TIME
When I was a young boy I read a short book about an Alaskan native boy who carved a canoe with passenger. The canoe had a brass plate attached to the bottom. The plate was engraved “put me back in the water, I am going to the sea.” The boy then released the little boat in a nearby stream. The book detailed the trials and travails of the little boat as it made it’s way over the following years. The animals and people the little boat encountered and the adventures involved its finally reaching the Gulf of Mexico.

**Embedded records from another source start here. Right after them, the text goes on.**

PR #5214, opened 2026-02-02
Recalculate nextUpdate after schedule change

mknowlton89:
### Features and Changes

Previously, if a user updated the `updateSchedule` for a dashboard, we'd update the dashboard's `updateSchedule` object correctly, but we weren't recalculating the `nextUpdate` field. Which means that the `updateSchedule` changes wouldn't actually change the update schedule until the next auto-update ran.

Now, whenever a user hits the `updateDashboard` endpoint and something about the auto-updates has changed, we're recalculating the `nextUpdate` date, so the changes are respected immediately.

One challenge that this introduced was with how we're calling the `updateDashboard` endpoint from the front-end - in those cases, the `updates` object includes existing, non-dirty fields. Which means if a user opened the `Edit Dashboard Modal` and just changed the dashboard name, the `updates` object still contained properties like `updateSchedule` and `enableAutoUpdates`.

To ensure that we're not re-calculating the nextUpdate based on non-schedule changes like dashboard name changes, we've introduced a new `shouldRecalculateNextUpdate` helper function that checks if the updates are actually changing any of the auto updating fields.

### Dependencies

- None

#### Basic Functionality Tests
- [x] Change auto-update schedule for dashboard with existing `nextUpdate` and verify `nextUpdate` is recalculated correctly
- [x] Change schedule type from "stale" to "cron" with auto-updates enabled and verify `nextUpdate` is recalculated based on cron expression
- [x] Disable auto-updates for an enabled dashboard and verify `nextUpdate` becomes null
- [x] Disable auto-updates and change schedule at the same time and verify `nextUpdate` becomes null (disabled takes precedence)
- [x] Update other dashboard fields (like title) without changing schedule and verify `nextUpdate` remains unchanged

#### Auto-Updates Disabled Tests
- [x] Enable auto-updates and change schedule at the same time and verify `nextUpdate` is calculated

#### Missing nextUpdate Tests
- [x] Change schedule for dashboard with auto-updates enabled but no existing `nextUpdate` and verify `nextUpdate` is calculated
- [x] Disable auto-updates for dashboard with no existing `nextUpdate` and verify `nextUpdate` remains unset

#### Edge Cases
- [x] Enable auto-updates and set schedule for dashboard that had neither and verify `nextUpdate` is calculated

### DIFF
--- a/docs/src/styles/custom.scss
+++ b/docs/src/styles/custom.scss
@@ -275,6 +275,28 @@
   display: none;
 }
 
+// Custom widths — shared max-width and centering so navbar and main content align
+$content-max-width: 92rem;
+
+.navbar__inner,
+.main-wrapper {
+  margin-inline: auto;
+  max-width: $content-max-width;
+  width: 100%;
+}
+
+@media (min-width: $content-max-width) {
+  .navbar {
+    padding-inline: max(0px, (100vw - $content-max-width) / 2);
+  }
+
+  .navbar__inner {
+    padding-inline-start: calc(
+      var(--ifm-menu-link-padding-horizontal) + 0.5rem
+    );
+  }
+}
+
 [class^="docItemContainer"] {
   max-width: 688px;
 }
--- a/eslint-suppressions.json
+++ b/eslint-suppressions.json
@@ -694,11 +694,6 @@
       "count": 1
     }
   },
-  "packages/front-end/components/SavedGroups/SavedGroupReferencesList.tsx": {
-    "no-restricted-imports": {
-      "count": 1
-    }
-  },
   "packages/front-end/components/SchemaBrowser/EditSqlModal.tsx": {
     "no-restricted-imports": {
       "count": 1
--- a/packages/back-end/src/integrations/SqlIntegration.ts
+++ b/packages/back-end/src/integrations/SqlIntegration.ts
@@ -1009,7 +1009,7 @@ export default abstract class SqlIntegration
           -- Get aggregated metric per user by day
           SELECT
           ${populationSQL ? "p" : "f"}.${baseIdType} AS ${baseIdType}
-            , ${this.dateTrunc("timestamp")} AS date
+            , ${this.dateTrunc("f.timestamp")} AS date
             , ${metricData.numeratorAggFns.fullAggregationFunction(`f.${metricData.alias}_value`)} AS value
             , ${metricData.numeratorAggFns.partialAggregationFunction(`f.${metricData.alias}_value`)} AS value_for_reaggregation
                   ${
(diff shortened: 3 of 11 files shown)


mknowlton89:
> Great!
> 
> This should really only change the next update if it isn't a cron schedule (right?). But I think `determineNextDate()` handles that and we should not add any special logic here.

Correct, or if the cron schedule has changed - that would also cause the `nextUpdate` date to change. E.G. If you went from doing the update every morning at 6am to every day at 7am, that would also cause the `nextUpdate` to change.

packages/back-end/src/routers/dashboards/dashboards.controller.ts
```diff
@@ -157,9 +161,25 @@ export async function updateDashboard(
...
+  if (updates.enableAutoUpdates === false) {
+    // Auto-updates being disabled - clear the nextUpdate
+    dashboardUpdates.nextUpdate = undefined;
+  } else if (shouldRecalculateNextUpdate(updates, dashboard)) {
+    // Recalculate nextUpdate based on the schedule
+    const schedule = updates.updateSchedule ?? dashboard.updateSchedule;
+    dashboardUpdates.nextUpdate = schedule
+      ? (determineNextDate(schedule) ?? undefined)
+      : undefined;
+  }
```
Kevin-Chant: This logic should live in `beforeUpdate` on `DashboardModel` so it can apply to both this controller and the API endpoint (and anywhere else that Dashboards get updated in the future)

mknowlton89: Ah, yea - great call.

mknowlton89: So I don't think the `beforeUpdate` is the right place for this given we need to add the `nextUpdate` field to the `updates` object that we're eventually passing into the `updateById`.

Currently, all of the `beforeUpdate` calls do some validation or impact adjacent objects. But we need to update the actual `updates` object.

The current pattern that I've built out updates the `updateById` on the DashboardModel itself, which does this logic and then ultimately calls `super.updateById`.

From what I can tell this is the pattern that will allow us to manipulate the `updates` object before passing it to Mongo.

Open to feedback on the pattern if you have other ideas.

packages/back-end/src/models/BaseModel.ts
```diff
@@ -768,7 +768,7 @@ export abstract class BaseModel<
       );
     }
 
-    await this.afterUpdate(doc, updates, newDoc, options?.writeOptions);
+    await this.afterUpdate(doc, allUpdates, newDoc, options?.writeOptions);
```
mknowlton89, line 771: @Kevin-Chant I started getting some test failures for the `BaseModel.test.ts` file and it was because the `beforeUpdate` call is now receiving the `allUpdates` which contains the `dateUpdated` property.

I enjoyed the little book as a boy reading exotic adventures. Many years later the real meaning of the little book came to me. As I carried my infant son from the hospital room I was already dreading his fate at the cruel hands of the world. I cringed to think of the taunting of childhood, the anxieties of teenage and the fast buck artists awaiting a young man starting out in life. I wanted the characters who would make up my son’s world to put him back on his path without damage, help him along his path as he made his way though life.
Alas, I know that life is a mixed bag of joys and heartbreaks which steel the character and callous the feelings. The process is painful but a necessary part of the human condition. We cannot shield our children from life’s hard knocks.
Though this runs the essence of the human experience, Time. Now when I see my grandchildren I see them as little boats sailing into the far future, a future that I will only partially share. Not knowing the world, they sail happily from one happy Time to the next.